Deduplication restrictions

  Block-level deduplication restrictions  

During a disk backup to an archive in a deduplicating vault, deduplication of a volume’s disk blocks is not performed in the following cases:

  • If the volume is a compressed volume
  • If the volume’s allocation unit size—also known as cluster size or block size—is not divisible by 4 KB

    Tip: The allocation unit size on most NTFS and ext3 volumes is 4 KB and so allows for block-level deduplication. Other examples of allocation unit sizes allowing for block-level deduplication include 8 KB, 16 KB, and 64 KB.

  • If you protected the archive with a password

    Tip: If you want to protect the data in the archive while still allowing it to be deduplicated, leave the archive non-password-protected and encrypt the deduplicating vault itself with a password, which you can do when creating the vault.

Disk blocks that were not deduplicated are stored in the archive as they would be in a non-deduplicating vault.
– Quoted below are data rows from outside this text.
PR #7108, opened 2024-05-28
fix(tests): Keep original test data path in its own variable to avoid overwriting

lucashuy:

None.

For some of our integration tests, it looks we overwrite the testing data path with a new testing path. This won't work if the test failed and reran, since it'll replace the old temp folder, with a new empty temp folder, and attempt to copy the contents of the old temp folder into the new one.

The proper behaviour should be to create a new temp folder, and to copy the originally determined test data folder into this new temp folder.

Save the path of the original test data folder in it's own class variable.

None

#### Mandatory Checklist

- [ ] Write/update unit tests
- [x] `make pr` passes
- [ ] Write documentation

### DIFF
--- a/tests/integration/deploy/deploy_integ_base.py
+++ b/tests/integration/deploy/deploy_integ_base.py
@@ -2,7 +2,7 @@ import shutil
 import tempfile
 from pathlib import Path
 from enum import Enum, auto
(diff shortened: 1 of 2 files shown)


lucashuy:
Superseded by #7109

Issue #6910, opened 2024-04-05
Token Authorizer doesn't get linked if FunctionPayloadType missing in template.yml 


Tolsto:
There is an issue where Token Authorizers are not being linked correctly if the FunctionPayloadType is missing in the template.yml file. This is due to the default value for `authorizer_type` being initialized as `token`, but then compared against `TOKEN` in a case-sensitive manner.

https://github.com/aws/aws-sam-cli/blob/c3e154763d758e17ffa86eb7d05ddcc9b27a095e/samcli/lib/providers/sam_api_provider.py#L321-L324

lucashuy:
Thanks for reporting this, we'll prioritize a fix for this within the team's capacity.

lucashuy:
This fix has been released as part of the [SAM CLI 1.119.0](https://github.com/aws/aws-sam-cli/releases/tag/v1.119.0) release. Closing issue.

PR #7148, opened 2024-06-07
fix: Updated default value of authorizer type to be upper case TOKEN

hnnasit:

https://github.com/aws/aws-sam-cli/issues/6910

Token authorizers are not being linked if `FunctionPayloadType` value is not being set. The default value is set to `token` but the check to link is checking against `TOKEN`.

Allows linking authorizers when `FunctionPayloadType` is not set.

No side effects.

#### Mandatory Checklist

- [x] Write/update unit tests
- [x] `make pr` passes
- [ ] Write documentation


samcli/lib/providers/sam_api_provider.py
```diff
@@ -299,7 +299,7 @@ def _extract_authorizers_from_props(logical_id: str, auth: dict, collector: ApiC
         authorizers: Dict[str, Authorizer] = {}
 
         for auth_name, auth_props in auth.get(SamApiProvider._AUTHORIZERS, {}).items():
-            authorizer_type = auth_props.get(SamApiProvider._FUNCTION_TYPE, LambdaAuthorizer.TOKEN)
+            authorizer_type = auth_props.get(SamApiProvider._FUNCTION_TYPE, LambdaAuthorizer.TOKEN.upper())
```
mildaniel, line 302: Is this constant used in other places where it needs to be lowercase?

jysheng123: same comment as daniel other than that LGTM

jysheng123 (approved):

samcli/lib/providers/sam_api_provider.py
hnnasit: Nope, `authorizer_type` is only used to check if the authorizer can be extracted. There isn't any other occurrence in that function.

  File-level deduplication restrictions  

During a file backup to an archive in a deduplicating vault, deduplication of a file is not performed in the following cases:

  • If the file is encrypted and the In archives, store encrypted files in decrypted state check box in the backup options is cleared (it is cleared by default)
  • If the file is less than 4 KB in size
  • If you protected the archive with a password

Files that were not deduplicated are stored in the archive as they would be in a non-deduplicating vault.

Deduplication and NTFS data streams

In the NTFS file system, a file may have one or more additional sets of data associated with it—often called alternate data streams.

When such file is backed up, so are all its alternate data streams. However, these streams are never deduplicated—even when the file itself is.